Using trapezoidal rule to calculate an improper integral. I have numerically calculated the integral $$\int_{-1}^{1}\frac{e^{-x^2}}{\sqrt{1-x^2}}dx$$ using Gauss-Legendre and Gauss-Chebyshev quadrature. Now, I am asked to calculate the integral using the trapezoidal rule and compare the different methods. I had previously used the trapezoidal method for other integrals, however, with this one, I can't evaluate the function at the limits of the integral, since the denominator is $0$.

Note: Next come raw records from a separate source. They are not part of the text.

PR #1268, opened 2026-06-30
ci: reuse python CLI binary in tests

pmcfadin:
## Summary
- Build the cqlite CLI binary in native Python wheel jobs while the Rust target is already warm.
- Upload the CLI binary as an artifact per native target.
- Download the CLI artifact in Python test jobs and remove the separate test-job CLI rebuild.

## Baseline
Recent green Python CI run 28412606982 completed in 20m12s.

Critical path details from that run:
- Windows wheel build: 7m56s
- Windows test job: 11m04s
- Windows CLI build step inside test job: 8m25s
- Windows pytest step: 2m02s

## Expected impact
This should move the CLI compile work into the native wheel jobs where the target directory is already warm, then reduce test jobs to install, dataset check, and pytest. The Windows path remains the likely critical path, but should avoid the full fresh CLI rebuild inside tests.

## Local validation
- Parsed all workflow YAML with Ruby YAML.
- git diff --check passed.
- cargo build --package cqlite-cli --release passed locally and produced target/release/cqlite.

### DIFF
--- a/.github/workflows/python-ci.yml
+++ b/.github/workflows/python-ci.yml
@@ -25,7 +25,7 @@ env:
   DATASET_SHA256: bebc763752c8d68c7fb0483a1b31294b4d1d21343d3f7d124da069e5073202fa
 
 jobs:
-  build-wheels:
+  build-only-wheels:
     name: Build wheel (${{ matrix.target }})
     runs-on: ${{ matrix.os }}
     timeout-minutes: 30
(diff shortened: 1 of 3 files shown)


pmcfadin:
Closing as superseded by #1278. The artifact/graph reshaping experiment here did not produce a real end-to-end Python CI timing improvement; #1278 kept full slow CLI parity on Ubuntu and removed the duplicated macOS/Windows CLI builds, which measured as the winning path.

PR #1274, opened 2026-06-30
fix(#1254): sort non-UDT frozen<map>/frozen<set> by serialized key/element bytes (byte-parity)

### LINKED ISSUE #1254: Writer does not sort non-UDT frozen<map>/frozen<set> by serialized key/element bytes (byte-parity)
## Summary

How can I calculate this integral using the trapezoidal rule? Is it even possible?
 A: $\require{cancel}$
Calculate
\begin{eqnarray}
\int_{-1}^{1} \frac{e^{-x^2}}{\sqrt{1-x^2}} \,{\rm d}x&=& 2\int_{0}^{1} \frac{e^{-x^2} - \color{blue}{e^{-1} + e^{-1}}}{\sqrt{1-x^2}} \,{\rm d}x\\ 
&=& 2\int_{0}^{1}\frac{e^{-x^2} - \color{blue}{e^{-1}}}{\sqrt{1-x^2}} \,{\rm d}x+ 2\color{blue}{e^{-1}}\int_{0}^{1} \frac{1}{\sqrt{1-x^2}}\,{\rm d}x \\
&=& 2\int_{0}^{1} \frac{e^{-x^2} - \color{blue}{e^{-1}}}{\sqrt{1-x^2}} \,{\rm d}x+ \frac{\pi}{e}
\end{eqnarray}
The advantage of doing this is that
$$
\lim_{x\to 1}\frac{e^{-x^2} - \color{blue}{e^{-1}}}{\sqrt{1-x^2}} = 0
$$
So when you evaluate this node in your code you just set it to zero. That is, if 
$$
f(x) = \frac{e^{-x^2}- e^{-1}}{\sqrt{1 - x^2}}
$$
then
$$
\int_0^1 f(x)\,{\rm d}x \approx \frac{h}{2}[f(0) + 2f(x_1) + 2 f(x_2) + \cdots + 2 f(x_{n-1}) + \cancelto{0}{f(1)}] 
$$
A: $$
\int_{-1}^1 \frac{e^{-x^2}}{\sqrt{1-x^2}} \, dx
$$
Let $x=\sin\theta,$ so that $\theta$ goes from $-\pi/2$ to $\pi/2$ as $x$ goes from $-1$ to $1,$ and $dx=\cos\theta\,d\theta$ and $\sqrt{1-x^2} = \cos\theta.$ Then the integral becomes
$$
\int_{-\pi/2}^{\pi/2} e^{-\sin^2\theta} \, d\theta.
$$
This is a bounded continuous function and can be evalutated by the trapezoidal rule without worrying about any impropriety at the endpoints.
A: Hint: Calculate 
$$\int_{-\varepsilon}^{\varepsilon}\dfrac{e^{-x^2}}{\sqrt{1-x^2}}dx$$
using the trapezoidal rule. The expression should be a function of $\varepsilon$. Then calculate $\varepsilon \to 1$ for that expression.